Remember CASP? It’s back … in ligand form.

Started by rmoretti

rmoretti Staff Lv 1

CASP16 is now live! CASP (the Critical Assessment of Structure Prediction) is a biennial competition to determine the state-of-the-art for protein structure prediction. It was at CASP14 in 2020 where AlphaFold2 first made waves as an artificial intelligence tool which “solved” protein folding.

“Solved” is in quotes here because as good as AlphaFold is at some tasks, there are a number of other structure prediction problems where it doesn’t work well. Since CASP14, the CASP organizers have increasingly focused on those harder tasks. CASP16 has 7 different prediction categories, many focusing on these “unsolved” tasks. Determining protein-ligand interactions is one of these categories.

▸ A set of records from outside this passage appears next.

PR #8, opened 2024-07-25
Repair action from validate correct asset context to fix the write node's filepath 

moonyuet:
## Changelog Description
This PR is to fix the bug of the validator for asset context not repairing the write nodes filepath as expected.

## Additional info
n/a

## Testing notes:

1. Launch Nuke
2. Change your folder path and task
3. Publish
4. Validate Correct Asset Context errors out
5. Click Repair
6. Should be fixing the filepath along with the correct context data.


client/ayon_nuke/api/lib.py
```diff
@@ -993,6 +993,7 @@ def format_anatomy(data):
         },
         "frame": "#" * frame_padding,
     })
+    print("data", data)
```
BigRoy, line 996:
```suggestion
```

client/ayon_nuke/plugins/publish/validate_asset_context.py
```diff
@@ -110,5 +112,29 @@ def repair(cls, instance):
...
+        })
+        anatomy_filled = format_anatomy(data)
+
+        # build file path to workfiles
+        fdir = str(
+            anatomy_filled["work"]["default"]["directory"]
+        ).replace("\\", "/")
+        data["work"] = fdir
+        fpath = StringTemplate(data["fpath_template"]).format_strict(data)
+        write_node["file"].setValue(fpath)
```
BigRoy, line 140: Shouldn't this be up to the Creator class instead to update the filepath if the context changes?

Fusion does that for example:
- https://github.com/ynput/ayon-fusion/blob/develop/client/ayon_fusion/api/plugin.py#L121-L138

That way it also works if you change the context via the publisher UI - not just in the validator. (And you can remove this logic from this validator then because it's already updating via the Creator above)

moonyuet: I added a separate function for updating instances and it works for saving changes but it doesn't work in repair action. It is mostly because we need to access the transient data to get the filepath and fix it? 
The repair action still needs `reset_write_nodes_filepath` to fix the filepath.

client/ayon_nuke/plugins/publish/validate_asset_context.py
```diff
@@ -111,4 +112,15 @@ def repair(cls, instance):
...
+            data = dict({
+                "folderPath": created_instance["folderPath"],
+                "task": created_instance["task"],
+                "productName": created_instance["productName"],
+                "productType": created_instance["productType"]
+            })
+
+            reset_write_node_filepath(instance_node, data)
+
+        create_context.save_changes()
```
BigRoy, line 126: This _should_ be redundant - because the update instances of the Creator should already handle it.
```suggestion
        create_context.save_changes()

```

If it doesn't - we should debug in `update_instances` why it does not trigger what we need there. We should be able to rely on the creator class to update the instance.

client/ayon_nuke/api/plugin.py
```diff
@@ -309,6 +310,39 @@ def set_selected_nodes(self, pre_create_data):
...
+                        created_inst["productName"]),
+                    "folderPath": changes["folderPath"].new_value or (
+                        created_inst["folderPath"]
+                    ),
+                    "task": changes["task"].new_value or (
+                        created_inst["task"]
+                    ),
+                    "productType": changes["productType"].new_value or (
+                        created_inst["productType"]
+                    )
```
BigRoy, line 330: This `changed_data` dict isn't actually the changed data.
This `x` or `y` logic doesn't need to be there if you just call: 

```python
data = created_inst.data_to_store()
keys = ("productName", "folderPath", "task", "productType")
context_values = {key: data[key] for key in keys}
reset_write_node_filepath(instance_node, changed_data)
```

However, I'd argue that even better would be if the `reset` logic was on the Creator and you'd just pass it the created instance so that the function call simplifies.

```python
def update_write_node_filepath(self, created_inst, changes):
    keys = ("productName", "folderPath", "task", "productType")
    if not any(key in changes for key in keys):
        # No relevant changes, no need to update
        return

    # Update values with new formatted path
    instance_node = created_inst.transient_data["node"]
    formatting_data = copy.deepcopy(data)
    write_node = nuke.allNodes(group=instance_node, filter="Write")[0]
    formatting_data.update({
        "fpath_template": (
        "{work}/renders/nuke/{subset}/{subset}.{frame}.{ext}"),
        "ext": write_node["file_type"].value()
    })
    anatomy_filled = format_anatomy(formatting_data)

    # build file path to workfiles
    fdir = str(
        anatomy_filled["work"]["default"]["directory"]
    ).replace("\\", "/")
    formatting_data["work"] = fdir
    fpath = StringTemplate(formatting_data["fpath_template"]).format_strict(
        formatting_data)
    write_node["file"].setValue(fpath)
    instance_node["name"].setValue(formatting_data["productName"])
```

The issue with the function in `lib` now is that it expects `data` but it is not clear, for a library function, what that data should need. It may be better to then turn it into passing the product name, etc. as separate arguments - but I don't think there's huge benefit now in moving it to `lib`.

BigRoy (changes requested):

client/ayon_nuke/plugins/publish/validate_asset_context.py
moonyuet: I have debugged and still dont understand why it's not working. It would be helpful if you can give some adivce.

client/ayon_nuke/api/plugin.py
```diff
@@ -222,10 +224,7 @@ def update_instances(self, update_list):
 
             # update instance node name if product name changed
             if "productName" in changes.changed_keys:
-                instance_node["name"].setValue(
-                    changes["productName"].new_value
-                )
-
+                update_write_node_filepath(created_inst, changes)
```
BigRoy, line 227: This feels like an odd change?

So this should ALSO change the filepath? If so, should it also do so on task change, etc? If so, we don't need this if statement here. and we can just always call it - and then also do not need to implement `update_instances` on the other plugin?

client/ayon_nuke/api/plugin.py
```diff
@@ -309,6 +311,26 @@ def set_selected_nodes(self, pre_create_data):
         else:
             self.selected_node = None
 
+    def update_instances(self, update_list):
+        for created_inst, changes in update_list:
+            instance_node = created_inst.transient_data["node"]
+
+            # update instance node name if product name changed
+            if "folderPath" or "task" in changes.changed_keys:
+                update_write_node_filepath(created_inst, changes)
```
BigRoy, line 320: No need to check - the function itself already checks, right?
Also with this check here it wouldn't update the name on product name changes.
```suggestion
            update_write_node_filepath(created_inst, changes)
```

client/ayon_nuke/api/plugin.py
```diff
@@ -1225,3 +1247,31 @@ def exposed_write_knobs(settings, plugin_name, instance_node):
         instance_node.addKnob(nuke.Text_Knob('', 'Write Knobs'))
     write_node = nuke.allNodes(group=instance_node, filter="Write")[0]
     link_knobs(exposed_knobs, write_node, instance_node)
+
+
+def update_write_node_filepath(created_inst, changes):
```
BigRoy, line 1252: Please add a docstring.
```suggestion
def update_write_node_filepath(created_inst, changes):
    """Update instance node on context changes.
    
    Whenever any of productName, folderPath, task or productType
    changes then update:
    - output filepath of the write node
    - instance node's name to the product name
    """
```

client/ayon_nuke/api/plugin.py
BigRoy: Or maybe it makes more sense to take the `productName` updating of that `name` knob on the instance node out of that `update_write_node_filepath` function... so that function DOES actually ONLY update the filepath, nothing else.

client/ayon_nuke/api/plugin.py
```diff
@@ -309,6 +311,24 @@ def set_selected_nodes(self, pre_create_data):
...
+            instance_node = created_inst.transient_data["node"]
+
+            update_write_node_filepath(created_inst, changes)
+            # in case node is not existing anymore (user erased it manually)
+            try:
+                instance_node.fullName()
+            except ValueError:
+                self.remove_instances([created_inst])
+                continue
+
```
BigRoy, line 325:
```suggestion
            # in case node is not existing anymore (user erased it manually)
            try:
                instance_node.fullName()
            except ValueError:
                self.remove_instances([created_inst])
                continue
            
            update_write_node_filepath(created_inst, changes)
```
I suppose we should first check for the deleted node?

client/ayon_nuke/api/plugin.py
```diff
@@ -1225,3 +1245,38 @@ def exposed_write_knobs(settings, plugin_name, instance_node):
...
+    # build file path to workfiles
+    fdir = str(
+        anatomy_filled["work"]["default"]["directory"]
+    ).replace("\\", "/")
+    formatting_data["work"] = fdir
+    fpath = StringTemplate(formatting_data["fpath_template"]).format_strict(
+        formatting_data)
+    write_node["file"].setValue(fpath)
+    instance_node["name"].setValue(formatting_data["productName"])
```
BigRoy, line 1282: Please confirm this "name" update occurs when you want it to @moonyuet - currently it will ALSO happen now when changing the folderPath, task or producType whereas previously it only did on change of product name?

moonyuet: This is more dependent on the task and productType, guess it would be better to leave it as the previous did.

client/ayon_nuke/api/plugin.py
```diff
@@ -309,6 +311,30 @@ def set_selected_nodes(self, pre_create_data):
...
+            if "productName" in changes.changed_keys:
+                instance_node["name"].setValue(
+                    changes["productName"].new_value
+                )
+            # in case node is not existing anymore (user erased it manually)
+            try:
+                instance_node.fullName()
+            except ValueError:
+                self.remove_instances([created_inst])
+                continue
```
BigRoy, line 328: This would also need to be moved after the node removal check because if it wouldn't exist I'm pretty sure this would error.
```suggestion
            # in case node is not existing anymore (user erased it manually)
            try:
                instance_node.fullName()
            except ValueError:
                self.remove_instances([created_inst])
                continue
            # update instance node name if product name changed
            if "productName" in changes.changed_keys:
                instance_node["name"].setValue(
                    changes["productName"].new_value
                )
```

BigRoy (approved):
This will need some Nuke testing by someone else. Maybe @jakubjezek001? 

But code changes seem ok.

In particular, for CASP16 the CASP organizers have obtained the data for a number of drug-design based “super targets”. Several sets of these super targets will specifically involve ligands that are of high relevance to pharmaceutical research, offering participants a chance to work on problems directly related to therapeutic development. These are systems where a pharmaceutical company has solved the crystal structure of a single protein when it is bound to a wide range of drug-like small molecules, and have generously shared all those structures with the CASP organizers. The goal for the CASP competition is to predict how the small molecule binds to the protein target. CASP participants will get the protein target and the list of small molecules, and will be asked to submit the structure of each ligand bound to the protein.

We felt that this drug-design related task would be an excellent opportunity for the Foldit community to participate in CASP, so today we’re launching a series of puzzles on the CASP targets!

These puzzles are slightly different from the regular small molecule design puzzles we’ve been recently posting (including the CACHE challenge puzzles). Instead of an open design where novel structures will be tested, the CASP competition has a pre-specified list of compounds where they’re interested in knowing the (already determined) structure. The goal isn’t to find which compounds are best, but rather to determine for each small molecule how the compounds bind.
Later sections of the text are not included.